Material provided:
Issue #8564, opened 2024-01-05
[List] Add a notice when list items are filtered down to no results.


sagewall:
### Check existing issues

- [X] I have [checked for existing issues](https://github.com/Esri/calcite-design-system/issues) to avoid duplicates

### Description

Currently when a list component is filtered, and there are no results, there is no indication that the filtered list contains no items.
<img width="205" alt="image" src="https://github.com/Esri/calcite-design-system/assets/2636825/1de8c650-9bfd-407c-b079-420333ea02f6">

It would be nice if a calcite notice was presented to users when the list is filtered down to zero list items. Possibly something like this: https://codepen.io/mtb-alan/pen/JjzGvJP
<img width="214" alt="image" src="https://github.com/Esri/calcite-design-system/assets/2636825/f71c6ef8-3d10-4d0b-aaaf-f21dc388adb9">

cc @driskull @asangma @geospatialem

### Acceptance Criteria

Some sort of notification to users that no list items remain.

### Relevant Info

This has been requested as part of the ArcGIS Maps SDK Layer List widget redesign.

Related issue: https://github.com/Esri/calcite-design-system/issues/6133

### Which Component

List

### Priority impact

p3 - want for upcoming milestone

### Calcite package

- [X] @esri/calcite-components
- [ ] @esri/calcite-components-angular
- [ ] @esri/calcite-components-react
- [ ] @esri/calcite-design-tokens
- [ ] @esri/eslint-plugin-calcite-components

### Esri team

ArcGIS Maps SDK for JavaScript

macandcheese:
I feel like this should be up to the implementing team. 

Maybe a team wants to display a simple message-only Notice, but maybe it's a notice populated with title, description, icon, or it's another type of content entirely.

It should be pretty simple to have a conditionally displayed Notice based on the length of `filteredItems` property:

https://codepen.io/mac_and_cheese/pen/ZEPWbWL?editors=1000

macandcheese:
If we want the List / Filter component to handle the show / hide of this arbitrary content, maybe a "no results slot" that is conditionally shown?

driskull:
I like the idea of the slot since it would make it a lot easier to implement and still allow it to be customizable.

sagewall:
I like the slot idea as well

driskull:
To clarify, this slot is only for when a filter exists? or would we want it displayed anytime there are no items within the list?

driskull:
[...]

PR #8569, opened 2024-01-08
feat(list): Add "filter-no-results" slot to display content when no filtered items are shown

driskull:
**Related Issue:** #8564

## Summary

- Adds slot `"filter-no-results"`.
- When filter is enabled, a filter text is present and there are no items being shown, this slot will be displayed
  - The slot is for showing any warning information that there are no items displayed
  - Allows a user to customize any messaging for no results shown.
- Adds screenshot test
- Adds e2e test

### DIFF
--- a/packages/calcite-components/src/components/list/list.e2e.ts
+++ b/packages/calcite-components/src/components/list/list.e2e.ts
@@ -106,6 +106,17 @@ describe("calcite-list", () => {
         <calcite-list-item label="test" description="hello world"></calcite-list-item>
       </calcite-list>`,
     );
+    accessible(
+      html`<calcite-list filter-enabled filter-text="Bananas" selection-appearance="border" selection-mode="single">
+        <calcite-list-item label="Apples" value="apples"></calcite-list-item>
+        <calcite-list-item label="Oranges" value="oranges"></calcite-list-item>
+        <calcite-list-item label="Pears" value="pears"></calcite-list-item>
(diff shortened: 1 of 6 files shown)


packages/calcite-components/src/components/list/list.e2e.ts
```diff
@@ -530,6 +543,35 @@ describe("calcite-list", () => {
     expect(await list.getProperty("selectedItems")).toHaveLength(0);
   });
 
+  it("should show noFilterResults", async () => {
```
jcfranco, line 546: Nitpick: `noFilterResults` reads like a prop and does not match the slot name. WDYT about `"should show no-results content when filter does not match"`?

packages/calcite-components/src/components/list/list.tsx
```diff
@@ -553,6 +557,16 @@ export class List
               <slot onSlotchange={this.handleDefaultSlotChange} />
             </tbody>
           </table>
+          <div
+            aria-live="polite"
+            class={CSS.noResultsContainer}
```
jcfranco, line 562: Is this class mainly used for testing purposes? If so, maybe we can use a test data attribute (`data-test-id="no-results-container"` would be compatible with [this proposed test pattern](https://github.com/Esri/calcite-design-system/pull/8171)).

jcfranco (approved):
Awesome! 

Before merging, can you update the description with the updated slot name?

Requirement: Only the lines from the first line of the records through the one containing "### Description" should be reproduced, exactly, with both of them included.

Exercise answer:
Issue #8564, opened 2024-01-05
[List] Add a notice when list items are filtered down to no results.


sagewall:
### Check existing issues

- [X] I have [checked for existing issues](https://github.com/Esri/calcite-design-system/issues) to avoid duplicates

### Description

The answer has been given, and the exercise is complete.